Our goal is not to maximize simple accuracy (or, equivalently, minimize error rate), but to be more careful with the rare class examples, because they are much more important to classify.
This post can expose accessible ways to learn classifiers from imbalanced data. Most of them involve adjusting data before or after applying standard learning algorithms.
- Choose the right measurement
- Don’t use accuracy (or error rate) to evaluate your classifier. Accuracy applies a naïve 0.50 threshold to decide between classes, and this is usually wrong when the classes are imbalanced.
- Visualize classifier performance using a ROC curve, a precision-recall curve, a lift curve, or a profit curve
- Oversample the minority class:
- i. Upsampling is the process of randomly duplicating observations from the minority class in order to reinforce its signal. There are several heuristics for doing so, but the most common way of doing so is to simply resample with replacement. Replicating data is not without consequences - since it results in duplicate data, it makes variables appear to have lower variance than they do.
- Undersample the majority class:
- i. Undersampling randomly downsamples the majority class. It can make the independent variables look like they have a higher variance than they do.

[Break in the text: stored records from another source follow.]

PR #676, opened 2018-02-21
Fix/download error workaround

santiagonoguez:
This intercepts the uncaught network error, and gives the installer some extra retries in order to complete. If the downloader component throws an error directly of the number of retries is surpassed the error will be propagated as part of the installer promise flow.

I tested using a staged installer with an slow connection and also manually interrupting network connection and seems to work well.

As a sideline comment, I noticed that some of the errors during disconnection are not reported to BQ because there's not network, but a local 'Could not log to bq' is reported.


installer/downloader.js
```diff
@@ -1,10 +1,74 @@
...
+}
+
+function isDownloading() {
+  return downloadContext.count > 0;
+}
+
+function retryDownload(error) {
+  if( downloadContext.count < MAX_DOWNLOAD_RETRIES ) {
+    const remoteModule = downloadContext.module;
+    log.all(`retrying download ${remoteModule.name}`, remoteModule.url, 20);
```
andrecardoso: What does 20 means here?

installer/downloader.js
```diff
@@ -1,10 +1,74 @@
...
+const url = require("url");
+const upgradeLimiter = requireRoot("installer/upgrade-limiter.js");
+const {platform, network} = require("rise-common-electron");
+const moduleCommon = require("common-display-module");
+const config = requireRoot("installer/config.js");
+const version = requireRoot("version.json");
+
+const MAX_DOWNLOAD_RETRIES = 4;
+
+let downloadContext = { count: 0 };
```
andrecardoso: Maybe add defaults to each property and rename it to `downloadState` to be more clear about what is stored in this object:

```javascript
let downloadState = { 
  count: 0, 
  promise: Promise.resolve(), 
  resolve: () => {}, 
  reject: () => {}, 
  module: null,
  savePath: null
}
```

installer/downloader.js
```diff
@@ -1,10 +1,74 @@
...
+  )
+  .catch(error =>
+    downloadContext.promise === currentPromise &&
+    finishDownload(downloadContext.reject, error)
+  );
+}
+
+function downloadFile(remoteModule, savePath) {
+  if (downloadContext.count > 0 ) {
+    throw new Error("A download is already in progress");
```
stulees: @santiagonoguez Can you clarify why we should throw an error here and not just `return` instead?

installer/downloader.js
santiagonoguez: @andrecardoso 20%, which is the percent modules show in the progress bar while downloading. I guess this was originally meant to be updating depending on the number of modules so we could see the bar moving ( before we made it indeterminate ). I know it's not nice, but I just kept the 20 used in other places of this section.

installer/downloader.js
santiagonoguez: @andrecardoso I like the idea, I'll update the code

installer/downloader.js
santiagonoguez: or were you asking why not ?
    return Promise.reject(new Error("A download is already in progress"));

installer/downloader.js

- ii. An example of the usage of this approach (implementing a Bagging Classifier, which balances bootstrapped samples prior to aggregation) is shown in the following figure:
- Synthesize new minority classes:Balance the training set.
- i. The best known example of this approach is Chawla's SMOTE (Synthetic Minority Oversampling Technique) system. The idea is to create new minority samples by interpolating between existing ones, slightly perturbing feature variables to generate synthetic data in a way that does not contaminate the original characteristics of the minority class.
- Oversample the minority class:
- Neighborhood-based approach:
- It examines the instance space carefully and decide what to do based on their neighborhoods. For example, Tomek links are pairs of opposite instances that are very close together. The strategy might involve performing k-means clustering on the majority class and removing data points from high-density centroids.
- Discard the minority examples and treat it as a single-class (or anomaly detection) problem.
- At the algorithm level, or after it:
- Adjust the class weight (misclassification costs):
- i. Many classifiers that take an optional class_weight parameter that can be set higher than one
- ii. The following figure shows the effect of increasing the minority class' weight by ten (example taken from the scikit-learn documentation
- Adjust the decision threshold
- Modify an existing algorithm to be more sensitive to rare classes
Learning from imbalanced classes continues to be an ongoing area of research in machine learning with new algorithms introduced every year, but in our cybersecurity domain, facing the harder problem could be not having enough examples of the newest rare class.
When looking for a security vendor for your organization making sure that the handling of this problem is facilitated in the correct way is half the battle as, depending on what approach is chosen, it can make a significant impact on the ability to detect unknown, never before seen threats.